Notícias

Jul 2011

Huse: hospital ou campo de concentração?

Compartilhar:

20190815130836_5d558384534d1.jpg
Por Gilmara Moura Jornal Cinform   Houve um tempo, e não vai muito longe, em que dez entre cada dez sergipanos bem informados - incluindo aí altas figuras da saúde - repetiam na família e nos ciclos sociais que se lhes ocorresse algo grave na área do trauma não lhes levasse para outro lugar que não fosse o Hospital de Urgências de Sergipe - o Huse -, antes Hospital Governador João Alves. Mas esta reputação foi rasgada. E, por mais estranho que possa parecer, rasgada por quem deveria preservá-la e potencializá-la: o Governo do Estado, seu 'pai', seu gestor maior.

Lembra do caso do operador de produção da Petrobras Antônio Jorge Santana, de 48 anos, relatado pelo Cinform na semana passada? Aquele que às 17h30 da sexta-feira, 24, tombou seu carro entre Pirambu e Japaratuba e às 17h30 do sábado, dia 25, foi enterrado em Aracaju? O detalhe é que, ao contrário de seu concunhado Carlos Alberto Ferreira Lucas, que estava no mesmo carro e morreu no local do acidente, Antônio Jorge saiu 'bem'. Socorrido e, conversando, chegou ao Huse às 20h18.

Mas ali Jorge foi premiado com a morte mandada por um Estado negligente, conforme noticiou este semanário. Casado com a enfermeira Suziene Natali Matos Santana, funcionária da saúde pública estadual e municipal, ele não conseguiu espaço na burocracia para ser atendido. E, quando conseguiu, foi mal atendido. Pelo menos é o que alega Avilete Ramalho, irmã da vítima. "Só começaram a nos dar atenção depois que liguei para que alguns amigos intercedessem por nós. E, mesmo assim, o médico plantonista fazia os procedimentos com sarcasmo. Era como se estivessem irritados pela intervenção externa, de superiores", supõe Avilete.

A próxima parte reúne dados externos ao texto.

PR #4333, opened 2021-07-02
Under FreeBSD, allow ping to work properly for IPv6

xmacan:
Freebsd has different parameters for waittime.
Also there was a bad detection of ipv6 for linux


TheWitness:
Can you please update the changelog?

PR #4339, opened 2021-07-08
adjust CLI output slightly for rebuilding poller cache

rb83:
As the commit message says, this will adjust the output of `rebuild_poller_cache.php`.

Instead of spamming the terminal with dots, a rudimentary progress report "`done / total (percentage%)`" is printed, staying on the same line. The output when using the debug flag is not changed.

I've attempted to stay with the cacti coding style (or at least what's used in this file) and make the change as minimally invasive as possible; so tabs were used, and wrapped a long line to stay below 80 columns (even though it would've been below 120, which seemed acceptable in other places).


cli/rebuild_poller_cache.php
```diff
@@ -102,8 +102,14 @@
...
 /* start rebuilding the poller cache */
 if (cacti_sizeof($poller_data)) {
+	$tcount = 0;
 	foreach ($poller_data as $data) {
-		if (!$debug) print '.';
+		if (!$debug) {
+			$tcount++;
+			print '\n';
+			print "\33[2K\r$tcount / " . count($poller_data) . ' (' .
+				round($tcount/count($poller_data)*100,1) .  '%)';
```
netniV, line 111: This is reliant on ANSI C escape codes being enabled and interpreted on the terminal in question. Not sure if we should be doing that.  Thoughts @TheWitness ?

rb83: Well, one could check with termcap beforehand, but IMHO that would be way, _way_ overengineering for this particular little script & usecase.

I cannot think of any* modern terminal emulator or usecase where the escape sequences would be disabled - other than stripping color; but in these cases only color sequences get stripped, none of the others (that would be breaking way too many TUI's anyway).

When redirecting to a logfile you'll get the escape sequences in the file – but that's not a terminal, and I've noted in the commit message why I did not include a check for that, as one usually does in this case. Another option for that particular usecase would to output the progress message to stderr instead...but that's getting a bit into over-thinking territory, isn't it?

*) Windows began supporting these sequences with 10; finally.

netniV: It's food for thought, because what applies to one CLI program should become a standard across all of them.  Admittedly, not all of them respond the same but we have been trying to get to a more uniform place especially as the CLI scripts continue to grow in number.

stderr can also be redirected, but it's actually not that difficult to check if there has been redirection if I recall (been a while since I needed to do that kind of check from PHP).

Just so you know, I also prefer to have a single line status that updates (most of my personal non-cacti scripts are written that way where possible - powershell has a nice feature for doing that for you).

rb83: Perhaps an "CLI unification/cleanup" issue for the backlog is warranted then. Though, it must be said, there's more to that than meets the eye, for example `poller_reindex_hosts.php` gets called via shell-exec from the web-frontend, which is all kinds of wrong IMHO. (This call is also why I didn't touch the mentioned file). But I'd say this a separate discussion.

rb83:
rebased to ease merging.

cli/rebuild_poller_cache.php
TheWitness: More color is good.  There is a likely a good API for this vs. having to use the exotic codes though.

TheWitness:
Need and update to the CHANGELOG for this one.

rb83:
> Need and update to the CHANGELOG for this one.

Done.

cli/rebuild_poller_cache.php
netniV: In that case, the ANSI codes should really be defined as constants to ensure consistency.

rb83: Sure, no prob, but unfortunately work on this had to be rescheduled. Will need a few days.

In the meantime, note however that this does not introduce color - also the API would be termcap/terminfo (ncurses), but binding to those IMO would be overkill¹ (when was the last time you've used a hardware terminal with non-ANSI escape codes)? Which also leads into the definition of constants - for DRY and clearer code this makes sense, but not much else: the constant names will be longer than the codes, and the most important ones of those escape codes have been standardized in 1976 and went into widespread use with DEC's VT100 in 1978, so they're not exactly exotic - more cryptic.

In any case, I'll add something along the lines of an "util/ansi.php", but it'll take a few days until I can work on this, so please bear with.

---
¹) apart from the fact that none of these exist for PHP, to my knowledge

netniV: Yes, the constants will likely be longer than the codes themselves, but it reduces support issues due to typo's or incorrect usage (since they are mainly numbers!).  The constants can simply go into includes/global_constants.php.

rb83: Makes sense.

rb83: Should be good now

CHANGELOG
```diff
@@ -45,7 +46,7 @@ Cacti CHANGELOG
 -feature#4291: When creating data query associations, auto select matching source
 -feature#4296: Add hyperlink from graph edit page to graph-view
 -feature#4300: Allow GPrint/CDef/VDef to be visibile in graph template item lists
--issue#4362:   Fix variable in change_device.php
```
netniV, line 48: Curious how this is lost?

cli/rebuild_poller_cache.php
```diff
@@ -102,8 +102,16 @@
 
 /* start rebuilding the poller cache */
 if (cacti_sizeof($poller_data)) {
+	if (!$debug) {
+		$tcount = 0;
+		print '\n';
+	}
 	foreach ($poller_data as $data) {
-		if (!$debug) print '.';
```
netniV, line 106: Now just wondering if we need a way to know if we are being piped.  If so, piping debug should probably retain the dot but for now i'm going to skip this and see who complains :)

CHANGELOG
rb83: I guess original author appended the issue description simply to the end of the block, instead of keeping the order of listing issues first, features after that, etc. And there it conflicted with my changelog commit. Hence this cleanup.

cli/rebuild_poller_cache.php
rb83: I've thought of this as well, but decided against checking for it, since none of the other CLI code does it and to prevent feature creep of this MR. And I'd like to prioritize  #4373 first, since this will again touch this file quite a bit.

rb83:
Thanks for the guidance and merging!

cli/rebuild_poller_cache.php
netniV: Sounds reasonable.  I think if we were to introduce piping detection it would be a library function in some way, and then the CLI programs would need to choose what to do with it.  Either that or we simply have it remove the ANSI codes in some way.  Feel free to open a separate issue on that if you feel it's necessary but for now I'm happy :)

Mas o pior ainda não foi o descaso com o atendimento. O fato de dificultarem a transferência do paciente para o Hospital São Lucas, como a família desejava, é o que mais causa indignação. Esse anseio desesperado dos parentes se dava por um motivo assustador: o equipamento de que mais se necessitava e que poderia ter indicado a salvação da vida de Antônio Jorge, o tomógrafo, estava quebrado. Aliás, 'estavam': ali há dois e ambos estavam fora de uso desde a manhã da sexta, dia 24. Agora um já foi concertado. O outro, justamente o do pronto-socorro, permanece inoperante.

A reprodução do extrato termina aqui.